Há um mês, o próprio governo se encarregou de tentar articular uma saída dos diretores da Anac. Na manhã de 24 de julho, Zuanazzi, presidente da agência, chegou a colocar o cargo à disposição de sua madrinha política, a ministra- chefe da Casa Civil, Dilma Rousseff. Quatro de seus pares apoiaram a decisão. A única resistência partiu de Denise, que se recusava a deixar o posto e achava que, com a saída de Zuanazzi, ficaria exposta.

Para acelerar o desfecho, o governo buscou a todo custo uma “saída honrosa”, um meio de recolocar todos os dirigentes no mercado de trabalho. As negociações emperraram em diversos pontos. Além da resistência de Denise, pesou o fato de Lomanto ter respaldo político - foi indicado pelo PMDB, um dos principais aliados do governo no Congresso - e até indefinição sobre o futuro profissional de diretores de menor expressão, como Velozo e Barat.

“Apesar das divergência com o Milton, a Denise sempre achou que existia uma coesão dentro da agência”, avalia um executivo do setor, que conviveu com os cinco diretores desde a criação da Anac. “Agora, após a saída dela, é bem capaz que eles se unam.”

 

 

O Estado de São Paulo
26/08/2007
Mais polêmica que sucesso em 10 anos de vida pública
Denise Abreu colecionou desafetos e frases infelizes nos 17 meses em que esteve na direção da Anac
Bruno Tavarese Rodrigo Brancatelli

Difícil, forte, teatral, autoritária, bem relacionada. Em menos de dez anos de vida pública, a advogada paulistana Denise Maria Ayres de Abreu, de 45 anos, colecionou mais adjetivos, apelidos, polêmicas e desafetos do que sucessos propriamente ditos. Foi justamente no auge da carreira, ao assumir a direção colegiada da Agência Nacional de Aviação Civil (Anac) por 17 meses, que ela consolidou sua fama.
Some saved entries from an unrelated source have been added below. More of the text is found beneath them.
PR #10801, opened 2026-08-13
fix(types): make plugin declarations portable

bytaesu:
Projects can now use either or both of these TypeScript options when exporting Better Auth instances:

```json
{
  "compilerOptions": {
    "declaration": true,
    "composite": true
  }
}
```

This enables monorepos to build and share a dedicated `auth` package with portable TypeScript declarations, and benefits libraries and plugins built on top of Better Auth.

For example:

```text
packages/
  auth/
apps/
  web/
  api/
  admin/
```

Related real-world workarounds:

- https://github.com/stagewise-io/stagewise/commit/1966c66168082383d4804278094ebe4fb5d2c97b
- https://github.com/trycompai/comp/commit/7118c6e7db83752e82f2e28321bbbcbb1a4f510d

**_Before_**

before

**_After_**

after

---

- Closes #10532
- Closes #10556
- Closes #10710
- Closes #10560
- Supersedes #10636
- Supersedes #10689

---
## Summary by cubic
Standardizes plugin type declarations by introducing named public plugin interfaces across server and client. This keeps emitted `.d.ts` portable under `declaration` and `composite` and replaces `ReturnType<typeof plugin>` inference with stable interfaces; runtime behavior is unchanged.

- Core and external server plugins now use an internal `createXPlugin` factory and export named interfaces (for example `AdminPlugin`, `JwtPlugin`, `OAuthProviderPlugin`, `OAuthPopupPlugin`, `ApiKeyPlugin`, `PasskeyPlugin`, `SCIMPlugin`, `I18nPlugin`, `ExpoPlugin`, `ElectronPlugin`, `OAuthProviderResourceClientPlugin`, `SSOPlugin`, `SSODomainVerificationPlugin`). Client plugins’ `$InferServerPlugin` now reference these public interfaces and re-export them for consumer typing across `better-auth` and `@better-auth/*`.
- E2E typecheck adds composite and declaration fixtures and asserts emitted `.d.ts` import only public plugin types (including `@better-auth/oauth-provider/resource-client`) and do not reference build internals. Tests cover a wide set of server and client plugins.
- Docs clarify the factory + named-interface pattern and support for projects enabling `declaration`/`composite`. Patch releases across affected packages.

- Migration: no changes required for app code. For published custom plugins and their clients, export a named plugin interface and use it in `$InferServerPlugin` to keep declarations portable.

<sup>Written for commit fedeb4cd882df767c6194df0b9ba9c62a6c5e3fd. Summary will update on new commits.</sup>

[...]

PR #10907, opened 2026-08-20
fix(client): a client with more plugins fits a narrower client type again

### LINKED ISSUE #10897: 1.7: client with more plugins no longer assignable to a client type with fewer plugins

### Reproduction

```ts
import { adminClient, emailOTPClient } from "better-auth/client/plugins";
import { createAuthClient, type ReactAuthClient } from "better-auth/react";

// Shared package: a helper that needs only the email-OTP surface.
type EmailOtpClient = ReactAuthClient<{ plugins: [ReturnType<typeof emailOTPClient>] }>;
declare function useSignInOtp(client: EmailOtpClient): void;

// App: the real client has email-OTP plus one more plugin.
const client = createAuthClient({ plugins: [emailOTPClient(), adminClient()] });

useSignInOtp(client); // 1.6.28: ok — 1.7.1: TS2345
```

We hit this while upgrading a monorepo from 1.6.28. A shared package types its auth hooks against "a client with plugin X"; each app passes its own client, which has X plus app-specific plugins. On 1.6 that worked. On 1.7.1 every such annotation fails with TS2345, ending in:

> Types of property 'hydrateSession' are incompatible. [...] Property 'banned' is missing in type 'StripEmptyObjects<{ ... }>' but required in type 'StripEmptyObjects<{ ... } & { banned: ... }>'.

`hydrateSession` is new in 1.7. Its parameter is the session type inferred from the plugin list, so any plugin that widens the session breaks the match — in the repro it's the admin plugin adding `banned` to the user. The bigger client's `hydrateSession` only accepts sessions that include `banned`, while the narrow type permits calls without it. TypeScript flags that as unsafe and rejects the whole client.

Expected: a client that has at least the plugins named in the type still matches, as in 1.6.

Our workaround is `Pick`-ing the members the helpers use, e.g. `Pick<ReactAuthClient<...>, "emailOtp" | "signIn" | "$ERROR_CODES">`. It works, but it took a while to figure out what actually broke.

### Possible fixes

- Type `hydrateSession`'s parameter as the base session instead of the plugin-widened one. A setter can accept less-detailed input, so this removes the conflict without loosening any other check.
- Alternatively, declare `hydrateSession` with method syntax instead of an arrow-function property. TypeScript checks method parameters loosely (React's own types make the same choice), which restores the 1.6 behavior with no runtime change. Verified: switching the declaration style in a minimal model resolves the repro.

1.7.1 (worked on 1.6.28)

### System info

```
TypeScript 5.x, strict; monorepo with a shared package typing hooks against subsets of the app's client plugins
plugins in the failing app client: emailOTP, deviceAuthorization, admin
```

Types

```typescript
createAuthClient({ plugins: [emailOTPClient(), adminClient()] })
```

### Additional context

None.

heliohm:
Closes #10897. Option 1 from the issue, as @bytaesu suggested there.

hydrateSession is now declared as a method. TypeScript checks method parameters loosely, so a client with more plugins matches a narrower client type again, like on 1.6. No runtime change.

Added a type test for this. It fails on main and passes here.

I think the portable types plan in #10801 is the longer-term answer to the shared-package problem from the issue. This PR only restores the 1.6 behavior on the 1.7 track.

---
## Summary by cubic
Restores 1.6 assignability: clients created with more plugins match narrower client types again by declaring hydrateSession as a method. In 1.7 it was an arrow-function property, which made the session parameter contravariant and broke assignments; this restores the 1.6 behavior with no runtime change.

- Converts hydrateSession to a method in all `better-auth` clients: react, vue, svelte, solid, lynx, and vanilla.
- Adds a type test to ensure a multi-plugin client is assignable to a client type with fewer plugins.
- Patch release to `better-auth`; no migration required.

<sup>Written for commit 8d3d71d4c7f24bc4830543e0ff60b266a017299f. Summary will update on new commits.</sup>

<a href="https://cubic.dev/pr/better-auth/better-auth/pull/10907?utm_source=github" target="_blank" rel="noopener noreferrer" data-no-image-dialog="true"><picture><source media="(prefers-color-scheme: dark)" srcset="https://www.cubic.dev/buttons/review-in-cubic-dark.svg"><source media="(prefers-color-scheme: light)" srcset="https://www.cubic.dev/buttons/review-in-cubic-light.svg">Review in cubic</picture></a>

### DIFF
--- a/.changeset/hydrate-session-variance.md
+++ b/.changeset/hydrate-session-variance.md
@@ -2,4 +2,4 @@
 "better-auth": patch
 ---
 
-A client created with more plugins is again assignable to a client type declaring fewer plugins, as in 1.6. `hydrateSession` is now declared with method syntax, so its session parameter no longer blocks the assignment.
+A client created with more plugins is again assignable to a client type declaring fewer plugins, as in 1.6.
--- a/.changeset/hydrate-session-variance.md
+++ b/.changeset/hydrate-session-variance.md
@@ -1,0 +1,5 @@
+---
+"better-auth": patch
+---
+
+A client created with more plugins is again assignable to a client type declaring fewer plugins, as in 1.6. `hydrateSession` is now declared with method syntax, so its session parameter no longer blocks the assignment.
--- a/packages/better-auth/src/client/client.test.ts
+++ b/packages/better-auth/src/client/client.test.ts
@@ -420,10 +420,10 @@ describe("run time proxy", async () => {
 });
 
 describe("type", () => {
+	/**
+	 * @see https://github.com/better-auth/better-auth/issues/10897
+	 */
 	it("keeps a client with more plugins assignable to a client type with fewer plugins", () => {
-		// Regression for #10897: hydrateSession as an arrow-function property
-		// made this check contravariant, so any plugin that widens the session
-		// (admin adds user.banned) broke the assignment.
 		type EmailOtpClient = ReactAuthClient<{
 			plugins: [ReturnType<typeof emailOTPClient>];
 		}>;
--- a/packages/better-auth/src/client/client.test.ts
+++ b/packages/better-auth/src/client/client.test.ts
@@ -17,6 +17,7 @@ import {
 	organizationClient,
 	twoFactorClient,
 } from "./plugins";
+import type { ReactAuthClient } from "./react";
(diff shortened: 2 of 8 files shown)


bytaesu (approved):
Thanks for working on this @heliohm 

LGTM!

Formada em Direito pela Pontifícia Universidade Católica de São Paulo (foi colega de turma do deputado cassado José Dirceu na PUC, onde os dois se formaram em 1983), Denise foi procuradora do Estado e trabalhou por um breve período durante o governo Mário Covas na Secretaria de Administração Penitenciária. Prestou consultorias jurídicas na Junta Comercial do Estado, acompanhou processos de execução fiscal de empresas e atuou na área jurídica da extinta Fundação do Bem-Estar do Menor (Febem).

“Ela sempre foi truculenta”, diz o advogado Ariel de Castro Alves, coordenador do Movimento Nacional de Direitos Humanos, que teve vários atritos com Denise. “Não respeitava ninguém, costumava impedir advogado de entrar na Febem. Uma vez em 2000 eu fui com um relator da ONU na unidade de Franco da Rocha, e ela não nos deixou entrar. Ela queria mandar em tudo e em todos.”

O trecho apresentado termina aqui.